> SUPPLIED DATA
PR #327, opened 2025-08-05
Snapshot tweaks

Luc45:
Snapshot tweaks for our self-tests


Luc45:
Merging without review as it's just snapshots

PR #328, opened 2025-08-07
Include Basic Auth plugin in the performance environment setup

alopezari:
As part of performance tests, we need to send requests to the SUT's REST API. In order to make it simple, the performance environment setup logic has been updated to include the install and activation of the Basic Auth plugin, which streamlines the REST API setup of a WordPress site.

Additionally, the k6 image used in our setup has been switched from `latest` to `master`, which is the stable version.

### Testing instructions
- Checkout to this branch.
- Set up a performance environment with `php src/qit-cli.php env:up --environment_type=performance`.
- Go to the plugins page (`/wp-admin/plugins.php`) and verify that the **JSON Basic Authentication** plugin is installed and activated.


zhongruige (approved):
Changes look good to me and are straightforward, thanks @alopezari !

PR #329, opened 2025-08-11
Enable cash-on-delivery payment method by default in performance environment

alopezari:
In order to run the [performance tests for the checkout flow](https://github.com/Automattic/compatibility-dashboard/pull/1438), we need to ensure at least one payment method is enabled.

--

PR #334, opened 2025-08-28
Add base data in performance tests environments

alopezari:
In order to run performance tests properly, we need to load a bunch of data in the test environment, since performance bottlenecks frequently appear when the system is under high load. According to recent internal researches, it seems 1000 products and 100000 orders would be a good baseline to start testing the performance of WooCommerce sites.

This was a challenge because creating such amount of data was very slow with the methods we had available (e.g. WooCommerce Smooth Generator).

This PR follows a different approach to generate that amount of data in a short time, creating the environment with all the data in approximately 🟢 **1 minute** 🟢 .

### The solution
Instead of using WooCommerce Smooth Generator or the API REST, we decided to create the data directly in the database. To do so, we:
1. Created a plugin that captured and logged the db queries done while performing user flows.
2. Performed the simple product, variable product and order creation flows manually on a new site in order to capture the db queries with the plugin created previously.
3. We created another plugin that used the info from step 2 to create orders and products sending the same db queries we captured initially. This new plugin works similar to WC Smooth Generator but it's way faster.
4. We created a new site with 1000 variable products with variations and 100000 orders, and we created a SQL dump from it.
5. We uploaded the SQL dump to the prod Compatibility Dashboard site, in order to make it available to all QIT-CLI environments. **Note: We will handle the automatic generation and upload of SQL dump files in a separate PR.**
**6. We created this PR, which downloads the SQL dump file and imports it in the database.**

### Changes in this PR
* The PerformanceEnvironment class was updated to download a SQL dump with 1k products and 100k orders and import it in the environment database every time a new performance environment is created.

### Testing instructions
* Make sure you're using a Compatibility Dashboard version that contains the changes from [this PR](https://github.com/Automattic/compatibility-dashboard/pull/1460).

> WHAT TO PRODUCE
Which of the lines above hold the string "performance"? Copy each one.

> THE COMPLETED TASK
Include Basic Auth plugin in the performance environment setup
As part of performance tests, we need to send requests to the SUT's REST API. In order to make it simple, the performance environment setup logic has been updated to include the install and activation of the Basic Auth plugin, which streamlines the REST API setup of a WordPress site.
- Set up a performance environment with `php src/qit-cli.php env:up --environment_type=performance`.
Enable cash-on-delivery payment method by default in performance environment
In order to run the [performance tests for the checkout flow](https://github.com/Automattic/compatibility-dashboard/pull/1438), we need to ensure at least one payment method is enabled.
Add base data in performance tests environments
In order to run performance tests properly, we need to load a bunch of data in the test environment, since performance bottlenecks frequently appear when the system is under high load. According to recent internal researches, it seems 1000 products and 100000 orders would be a good baseline to start testing the performance of WooCommerce sites.
* The PerformanceEnvironment class was updated to download a SQL dump with 1k products and 100k orders and import it in the environment database every time a new performance environment is created.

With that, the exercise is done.